News
The Wall Street Journal
Nasdaq Lifts Its LSE Stake to 24%: Move Solidifies Position In Race to Buy Exchange, Raises Pressure on NYSE
By Aaron Lucchetti and Alistair Macdonald
Published: May 11, 2006
The Nasdaq Stock Market bought an additional 5% of London Stock Exchange PLC shares for $321 million, raising its stake in Europe’s largest stock market to 24%.
The latest purchase solidifies Nasdaq’s position as the front-runner in the race to buy the LSE, whose share price has climbed in recent years on the back of other takeover approaches. About a month ago, Nasdaq bought about 15% of the LSE, then bought an additional 4% stake in the company earlier this month.
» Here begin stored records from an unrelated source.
PR #10728, opened 2026-07-01
update block header checkpoints

SomberNight:
```
>>> network.export_checkpoints(f"/home/user/wspace/electrum/electrum/chains/{electrum.constants.net.NET_NAME}/checkpoints.json")
```


electrum/chains/mainnet/checkpoints.json
```diff
@@ -1854,5 +1854,41 @@
     [
         "00000000000000000001209d8bd5b083d0eec0a0cfb72a9f922a5f46e3b4744f",
         214194756963942469886095641713233006794734161633476608
+    ],
+    [
+        "00000000000000000001d7ccda9078724e0514418daa90f0a8bca6eb407b84c4",
+        186702449664110855091766126325007006911986414567555072
+    ],
```
SomberNight, line 1861: I wonder if Claude comes up with some "attack" that requires me faking the checkpoints

SomberNight: Ah well it did not.
Could have mentioned that if the values are fake, the software (e.g. release binaries) becomes unusable. Maybe next model.

Issue #9519, opened 2025-02-03
Decrease `funding_sat`


matevz:
The current `funding_sat` minimum amount for opening a channel is `200,000` sats which roughly equals to $200 these days. This amount is relatively high for the newcomers or even those running LN node themselves and want to play around with it. I suggest to reduce this amount to something more reasonable like `10,000` sats (CLN default) or `20,000` sats (LND default) or even better - remove this check locally and let the target LN node decide.

PR #10730, opened 2026-07-01
lnutil: make minimum channel funding amount configurable

nothing-stops-this-train:
Rationale:

Electrum comes with a hardcoded constant (MIN_FUNDING_SAT) which specifies the smallest allowable lightning channel, set to 200,000 sats, roughly equivalent to $200 USD. This is a burdensome amount for new Bitcoin users and puts lightning out of reach for them. This is especially relevant to lightning since it is really designed for small payments in the first place.

Some minimum, however, is needed for funds safety since if a channel partner published an old channel state (in an attempt to steal), it must be economical to challenge that state on-chain.

Other popular lightning wallets like Zeus set this at 20,000 sats (the LND default). Given that LND is the most popular lightning node client, this is a good reference amount.

This change enables users to set their own risk tolerance and advises them about how to do so, while sticking with a conservative 50,000 sat default.

Solution:
The minimum channel funding amount was a hardcoded constant (MIN_FUNDING_SAT = 200_000). Lower it to a 50_000 sat default and expose it as a new config setting, LIGHTNING_MIN_FUNDING_SAT, mirroring the existing LIGHTNING_MAX_FUNDING_SAT.

All call sites that previously read the hardcoded constant now read the value from config, so it is loaded at startup and honored at runtime like any other config value. The Qt Preferences dialog (Tools -> Preferences -> Lightning) gains an editor for the setting, together with a warning describing the risks of small channels in a high onchain-fee environment.

MIN_FUNDING_SAT is kept in lnutil as the default value for the new config var.

### DIFF
--- a/electrum/simple_config.py
+++ b/electrum/simple_config.py
@@ -14,7 +14,7 @@ from .util import base_units, base_unit_name_to_decimal_point, decimal_point_to_
 from .util import format_satoshis, format_fee_satoshis, os_chmod
 from .util import user_dir, make_dir
 from .util import is_valid_websocket_url
-from .lnutil import LN_MAX_FUNDING_SAT_LEGACY
+from .lnutil import LN_MAX_FUNDING_SAT_LEGACY, MIN_FUNDING_SAT
 from .i18n import _
 from .logging import get_logger, Logger
 
@@ -751,6 +751,16 @@ Note that static backups only allow you to request a force-close with the remote
 If this is enabled, other nodes cannot open a channel to you. Channel recovery data is encrypted, so that only your wallet can decrypt it. However, blockchain analysis will be able to tell that the transaction was probably created by Electrum."""),
     )
     LIGHTNING_TO_SELF_DELAY_CSV = ConfigVar('lightning_to_self_delay', default=7 * 144, type_=int)
+    LIGHTNING_MIN_FUNDING_SAT = ConfigVar(
+        'lightning_min_funding_sat', default=MIN_FUNDING_SAT, type_=int,
+        short_desc=lambda: _("Minimum channel funding amount (sat)"),
+        long_desc=lambda: _(
+            "⚠️ Warning: Small channel sizes (<50 000 sats) come with some risks. "
+            "If your channel partner tries to cheat you by publishing an old channel state and "
+            "does so in a high onchain fee environment, on-chain fees could make challenging that "
+            "uneconomical (you could lose money). Don't open small channels with channel partners "
+            "you don't trust."),
+    )
     LIGHTNING_MAX_FUNDING_SAT = ConfigVar('lightning_max_funding_sat', default=LN_MAX_FUNDING_SAT_LEGACY, type_=int)
     LIGHTNING_MAX_HTLC_VALUE_IN_FLIGHT_MSAT = ConfigVar('lightning_max_htlc_value_in_flight_msat', default=None, type_=int)
     INITIAL_TRAMPOLINE_FEE_LEVEL = ConfigVar('initial_trampoline_fee_level', default=1, type_=int)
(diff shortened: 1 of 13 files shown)


electrum/simple_config.py
```diff
@@ -751,6 +751,16 @@ def __setattr__(self, name, value):
...
     LIGHTNING_TO_SELF_DELAY_CSV = ConfigVar('lightning_to_self_delay', default=7 * 144, type_=int)
+    LIGHTNING_MIN_FUNDING_SAT = ConfigVar(
+        'lightning_min_funding_sat', default=MIN_FUNDING_SAT, type_=int,
+        short_desc=lambda: _("Minimum channel funding amount (sat)"),
+        long_desc=lambda: _(
+            "⚠️ Warning: Small channel sizes (<50 000 sats) come with some risks. "
+            "If your channel partner tries to cheat you by publishing an old channel state and "
+            "does so in a high onchain fee environment, on-chain fees could make challenging that "
+            "uneconomical (you could lose money). Don't open small channels with channel partners "
+            "you don't trust."),
```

Meanwhile, Nasdaq disclosed that AXA Group’s AXA Financial Inc. and its Alliance Capital unit had built a 10.6% stake in Nasdaq itself, mostly on behalf of Alliance investment clients. Alliance runs mutual funds and private accounts.
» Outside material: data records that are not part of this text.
PR #10732, opened 2026-07-02
Coincontrol to backend

accumulator:
Refactor coin control from GUI to backend, in preparation of adding coin control features to QML

Edit: Opus 5 found a number of issues (1619a75bc3c16a81678012b730cbfd4f2be85d23) Opus 4.8 didn't find. I've tried to resolve these but this ripples out to a bit more code than I'd like. Now analyzing the coincontrol state of `master`, and it finds basically the same issues pre-existing. 

Short summary:
- `main_window.py:1419` docstring declares coincontrol a tri-state, and wallet layer honours it (`get_spendable_coins`), but GUI's `utxo_list.get_spend_list` collapses empty set to `None`, so it might inadvertendly select coins outside coincontrol if the last coin is removed from coincontrol.
- interplay with frozen state is flaky; `add_to_coincontrol` frozen-filters only at insertion time. `update_coincontrol_bar` frozen-filters, but `get_spend_list` doesn't, so the status bar can understate the number and amount. Frozen coins can be spent (add to CC, freeze, send)
- coincontrol bypasses every non-frozen filter; `get_coins(**kwargs)` discards all kwargs when a spend list exists, so no `mature_only`, `nonlocal_only`, `confirmed_only` etc. Think of funding a channel from a local, never broadcasted tx, or `get_candidates_for_batching` wanting a conservative coin selection but getting the unfiltered coin set.

I'm tempted to limit this PR to just the refactor to the backend, without regressing, but also without fixing all of the above issues, and incrementally fix the issues in other PRs

### DIFF
--- a/electrum/gui/qt/confirm_tx_dialog.py
+++ b/electrum/gui/qt/confirm_tx_dialog.py
@@ -193,6 +193,7 @@ class TxEditor(WindowModalDialog, SubmarineSwapMixin, Logger):
             self.needs_update = False
 
     def update(self):
+        self.error = ''
         self.update_tx()
         self.set_locktime()
         self._update_widgets()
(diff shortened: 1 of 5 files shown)


accumulator:
superseded by #10918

Nasdaq’s purchase of LSE shares put its larger U.S. rival, New York Stock Exchange operator NYSE Group Inc., on the defensive. NYSE Group has held preliminary talks with the LSE and European stock-and-derivatives exchange operator Euronext NV in recent weeks, according to people familiar with the matter, but the Big Board operator has yet to make its intentions known.
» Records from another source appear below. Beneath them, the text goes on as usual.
PR #10736, opened 2026-07-03
wallet: avoid redundant prevout rescans in invoice paid detection

sashazykov:
Follow-up to #10658 (paid-invoice keys cache). Four small commits addressing the remaining prevout-rescan hotspots in invoice paid detection, all measured on a real wallet with 686 outgoing invoices, accumulated from a year of daily payments to 40-90 recipients — many of whom appear on the list every day, so their invoices pile up on the same addresses: 572 invoices share the single most-reused destination scriptpubkey.

| scenario | master | this PR |
|---|---|---|
| wallet open (incl. detection pass) | ~37 s | ~0.7 s |
| one tx event, invoices confirmed-paid (normal use) | ~35 s | <1 ms |
| one tx event, invoices unconfirmed (initial sync) | ~35 s | ~0.6 s |
| full sync from master key with invoices present | 12+ hours | ~5 min |

The ~35s cases run synchronously on the asyncio event loop thread — longer than the 30s request timeout, so during initial sync every in-flight request (merkle proofs, txs) was guaranteed to time out, servers kept disconnecting, and the GUI froze. Both threads were observed inside `_is_onchain_invoice_paid` via py-spy: the event loop under `on_event_adb_added_tx`, and the GUI thread under `InvoiceList.refresh_item`.

**Commit 1** — since 63ee2f3a6, the detection pass discards the cache key, scans prevouts (for `relevant_txs`), then calls `get_invoice_status()`, which rescans. Re-add the key from the fresh scan result (confirmed-paid only; LN status precedence preserved; reorg demotion unaffected). Halves the wallet-open pass. Side effect: on master the cache was actually empty right after `__init__` (`register_callbacks()` runs after `_prepare_onchain_invoice_paid_detection()`), so this also makes load-time cache population effective.

**Commit 2** — a tx addition can only promote an invoice towards paid; demotion only comes from the removal paths (reorg/conflict), which still rescan unconditionally. So additions skip invoices already cached as `PR_PAID`, like `set_broadcasting` does since d2d4251c8. Fixes the ~35s per tx in a synced wallet. Does not help unconfirmed invoices (`conf==0` cannot be cached) — that is addressed by the next commit.

**Commit 3** — invoices sharing a scriptpubkey each redid the identical prevouts + `get_tx_height` lookups; one pass over 572 sharing invoices did 572+ lookups of the same data. Memoize the per-scriptpubkey lookup for the duration of one detection pass; per-invoice height filtering applies on top. No invalidation is needed: the cache exists only while a pass runs, adb state cannot change mid-pass, and all access is serialized under `wallet.lock`. Note the diff is dominated by a `try/finally` re-indent — `git show -w` shows the ~37-line logic change.

**Commit 4** — each `invoice_status` event made the Qt invoice list recompute the status (a prevout scan) on the GUI thread; while syncing these arrive per touched invoice per tx. While not up-to-date, just set `need_update` — `update_wallet()` already defers `update_tabs()` until `is_up_to_date()` and then rebuilds the list once.

**Testing:** three new unit tests spying on the scan/lookup calls (load pass scans each invoice once; tx additions and verifications don't rescan cached-paid invoices; a shared scriptpubkey is looked up once per pass, with per-invoice height filtering pinned by a height-excluded invoice). The existing reorg test still pins paid->unpaid demotion. `tests.test_invoices`, `tests.test_wallet`, `tests.test_wallet_vertical`: 131 tests pass. Real-world: watch-only wallet restored from the hw wallet's master public key with the invoices imported — full sync from scratch took 12+ hours on master (timeout spam, disconnections, frozen GUI) vs ~5 minutes on this branch.

Known remaining (pre-existing, not introduced here): `timer_actions` refreshes the visible invoice list every ~0.5s with a per-row status recomputation, so keeping the Send tab open during initial sync still costs GUI-thread scans; the `request_status` and QML paths have the same per-event pattern. Happy to follow up on those if there's interest.

Happy to privately share the GPG-encrypted watch-only reproduction wallet if useful for testing.

### DIFF
--- a/electrum/gui/qt/main_window.py
+++ b/electrum/gui/qt/main_window.py
@@ -1387,6 +1387,12 @@ class ElectrumWindow(QMainWindow, MessageBoxMixin, Logger, QtEventListener):
     def on_event_invoice_status(self, wallet, key, status):
         if wallet != self.wallet:
             return
+        if not wallet.is_up_to_date():
+            # while syncing, these events arrive in bulk (per touched invoice per tx), and
+            # refresh_item recomputes the status, scanning prevouts on the GUI thread.
+            # update_wallet() rebuilds the list in one batch once we are up_to_date again.
+            self.need_update.set()
+            return
         if status == PR_PAID:
             self.send_tab.invoice_list.delete_item(key)
         else:
--- a/electrum/gui/qt/main_window.py
+++ b/electrum/gui/qt/main_window.py
@@ -1388,6 +1388,12 @@ class ElectrumWindow(QMainWindow, MessageBoxMixin, Logger, QtEventListener):
     def on_event_invoice_status(self, wallet, key, status):
         if wallet != self.wallet:
             return
+        if not wallet.is_up_to_date():
+            # while syncing, these events arrive in bulk (per touched invoice per tx), and
+            # refresh_item recomputes the status, scanning prevouts on the GUI thread.
+            # update_wallet() rebuilds the list in one batch once we are up_to_date again.
+            self.need_update.set()
+            return
         if status == PR_PAID:
             self.send_tab.invoice_list.delete_item(key)
         else:
--- a/electrum/wallet.py
+++ b/electrum/wallet.py
@@ -631,7 +631,7 @@ class Abstract_Wallet(ABC, Logger, EventListener):
         self.clear_tx_parents_cache()
         if self.lnworker:
             self.lnworker.maybe_add_backup_from_tx(tx)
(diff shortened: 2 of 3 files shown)


sashazykov:
A quick update from real-world usage: I've been running Electrum with this patch applied for almost two months now and haven't noticed any regressions.

At this point I honestly can't go back — the difference is big enough that I've changed how I use Electrum: I now close it every day, since starting it no longer takes minutes.

I also haven't seen the exception from #10737 anymore when closing the app (I have both patches applied on my local installation).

The NYSE still could bid for the LSE, but doing so now would be more costly and difficult since Nasdaq can vote nearly one-quarter of the total LSE shares outstanding against any potential NYSE offer.
“This certainly makes it more and more difficult” for NYSE to purchase LSE, says Doug Atkin, head of Majestic Research and former executive at Instinet Group Inc., which sold its trading business to Nasdaq last year. “My belief continues to be that they will make a move, but if they’re going to, they need to soon.”
Any buyer of the London exchange will acquire a vibrant business that is attracting new listings from around the world. Some international companies, for example, have preferred to list on the LSE rather than face what they see as overly burdensome U.S. regulations.
But any U.S. exchange looking for fast growth in derivatives would be better served by looking at Euronext, which operates five European exchanges including a large derivatives market, or German exchange operator Deutsche Börse AG.
Earlier this week, NYSE CEO John Thain told a group of Reuters journalists that he didn’t view a 25% stake as a “blocking stake” in a foreign exchange. Some analysts speculated that if he isn’t readying his own bid for the LSE, Mr. Thain may be trying to drive up the exchange’s share price and thus raise Nasdaq’s acquisition cost. An NYSE spokesman declined to comment.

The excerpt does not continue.